NEW DELHI: The green cover in India has absorbed more carbon than it emitted annually in the last decade, but the rate of sequestration declines during extreme climate events such as drought, a study has revealed.
The study by researchers at the Indian Institute of Science Education and Research (IISER), Bhopal, also stressed the critical role of vegetation in climate change mitigation and adaptation.
Green vegetation absorbs carbon dioxide (CO2) from the atmosphere through photosynthesis and releases it back into the air through respiration.
“The overall balance between this uptake and release of CO2 is known as the net ecosystem exchange (NEE). When the NEE is positive, it means vegetation is releasing more carbon than it absorbs, and when it’s negative, it indicates that the vegetation is effectively storing carbon,” said Dhanyalekshmi Pillai, associate professor, head of the Max Planck Partner Group Germany, and of the Earth and Environmental Sciences, IISER, Bhopal.
“For the last decade, India’s (green) ecosystem absorbed more carbon than they emitted annually, with annual NEE estimates ranging from 380 to 530 million tonnes of carbon per year,” she said.
Researcher and co-author of the paper, Aparnna Ravi, said this level of carbon sequestration is impressive but tends to decline in response to climate extremes, emphasising the critical role of vegetation in climate change mitigation and adaptation.
Scientists also studied how different types of vegetation across India help absorb CO2 each year.
Pillai said evergreen forests in India are highly efficient in capturing CO2 through photosynthesis. However, the deciduous forests in central India released more carbon into the atmosphere as plant respiration surpassed primary productivity.
“They (green vegetation) released 210 million tonnes of carbon annually, acting as carbon sources. Although croplands are less effective at absorbing carbon per unit area than forests, their extensive coverage across the country benefits significant CO2 removal from the atmosphere,” she said.
Pillai said the sequestration rate is not constant but shows a decreasing trend, especially in response to drought.
She said drought is an example of climate extremes, and these conditions are increasing due to climate change.
“Green vegetation is favouring us (reducing global warming), but the sequestration potential cannot be limitless… under climate extremes, it shows decreasing sequestration. This is concerning,” Pillai said.
She said the study reflects on creating and implementing effective climate policies and ecosystem management in consonance with nationally prioritised action plans.
IISER scientists, in collaboration with international experts, led and established an innovative technology-driven approach using highly resolved observations of plants’ fluorescence (“glow”) and advanced physics-based computer models to quantify vegetation’s carbon sequestration potential across India for the first time.

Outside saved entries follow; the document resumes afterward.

PR #7360, opened 2025-12-03
chore(nextjs)!: Throw when missing encryption key

brkalow:
## Description

When passing a secret key at runtime to `clerkMiddleware()`, we need a stable encryption key to safely pass the value from the middleware to the application server. Previously, we avoided throwing an error to prevent a breaking change. Now that we're releasing a major, we are changing this to throw an error.

fixes USER-3057

## Checklist

## Type of change

- [ ] 🐛 Bug fix
- [ ] 🌟 New feature
- [ ] 🔨 Breaking change
- [ ] other:

### DIFF
--- a/.changeset/moody-peaches-stare.md
+++ b/.changeset/moody-peaches-stare.md
@@ -1,0 +1,5 @@
+---
+'@clerk/nextjs': major
+---
+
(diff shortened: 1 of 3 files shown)


brkalow:
!allow-major

nikosdouvlis (approved):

In this novel approach, IISER-Bhopal researchers led long-term analyses across India by tracking several thousands of observational records of the last 10 years (2012-22), together with research experts from the Max Planck Institute for Biogeochemistry (Germany), University of Exeter (United Kingdom) and National Remote Sensing Centre (India).
Pillai said this newly demonstrated system also benefits from the recently available radiance observations from multiple satellite instruments, including the TROPOMI instrument onboard the Sentinel-2 satellite.
She said the method was more sensitive to detecting changes in ecosystem responses widely across the country than the commonly employed global methods that lack sufficient in-situ carbon measurements.
“By integrating interdisciplinary national and international expertise, IISER-B research focuses on uncovering the complex ecosystem processes that govern carbon sequestration and their resilience to climate extremes,” Pillai said.